OPINION

Muslim Children Education in India

February 27, 2008
Dr Bhaskar Dasgupta

I came across these two articles on the education of Muslim children in India. First one talks about the % of Muslim children educated in madrassah's being only 4%. The fact that the children are being educated in a madrassah is not the problem. Why would religious education be a problem when Christian Covent education or Hindu Ekal Vidyalaya education isn't?

The challenge that comes is from the lack of modern subjects in the madrassah curriculum but that will take much longer to overcome. Where are you going to get the teachers from? These are tiny schools in tiny villages and places where there is no public schools. If you have a graduate who has knowledge of science, mathematics, arts, etc. etc., you need to wonder why on earth would he become a teacher there?

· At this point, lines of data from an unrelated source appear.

PR #473, opened 2023-09-11
[patch] minor changes - path update 

padmankosalaram:
- [ ] update to dir path /tmp
- [ ] oc login check and exit 1 or 0 based on provision / deprovision flow
- [ ] vpc check exit 0 in deprovision flow

### DIFF
--- a/tekton/src/tasks/gitops/gitops-deprovision-suite-config.yml.j2
+++ b/tekton/src/tasks/gitops/gitops-deprovision-suite-config.yml.j2
@@ -58,7 +58,7 @@ spec:
   steps:
     - args:
       - |-
-        mkdir -p /workspace/configs/$GITHUB_REPO/deprovision-suite-config
+        mkdir -p /tmp/deprovision-suite-config
 
         git config --global user.name "yourUsername"
         git config --global user.email "you@example.com"
@@ -69,7 +69,11 @@ spec:
         export OCP_USERNAME=$(cat $ROSA_CONFIG | yq -r '.data.username')
         export ROSA_CLUSTER_ADMIN_PASSWORD=$(cat $ROSA_CONFIG | yq -r '.data.admin_password')
         oc login -u $OCP_USERNAME -p $ROSA_CLUSTER_ADMIN_PASSWORD $OCP_SERVER --insecure-skip-tls-verify
-
+        OC_RC=$?
+        if [ $OC_RC -ne 0 ]; then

So the economics are not right and that is why you have the problem of ghost schools or no attendance at government schools as well. But as long as you don't have howling bigots emerging from these religious schools, that's fine, nothing wrong with providing a religious and moral education to the young chaps.

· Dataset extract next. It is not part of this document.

PR #480, opened 2023-09-12
[patch] add deprovision support for smtp and idp

padmankosalaram:
Deprovision smtpcfg and idpcfg
https://jsw.ibm.com/browse/MASCORE-241?filter=-1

The second article talks about the % of Muslim children enrolled in primary classes (presumably public government schools). I quote:

During 2006-07, only 9.38% Muslims were enrolled in primary classes in the country and only 7.62% at upper primary level.

Best case scenario? that 9.38%+4% means 13.38% of Muslim children are getting some kind of education. If there is a worst case scenario, then all the children who go to a madrassah also go to a public school, then the percentage is 9.38%. If I compare this to the overall net enrollments rate (and yes, I realise that there is a heroic assumption behind this that the 2 numbers are the same, all I am referring to is that they are similar!), we get to a net figure of 92% for males and 87% for females for 200-2005. So, if I am not totally missing the plot, there is a gigantic difference between the national figures and the Muslim Children figures. (Incidentally, here's a good overview of our education system, see the copied table at the bottom).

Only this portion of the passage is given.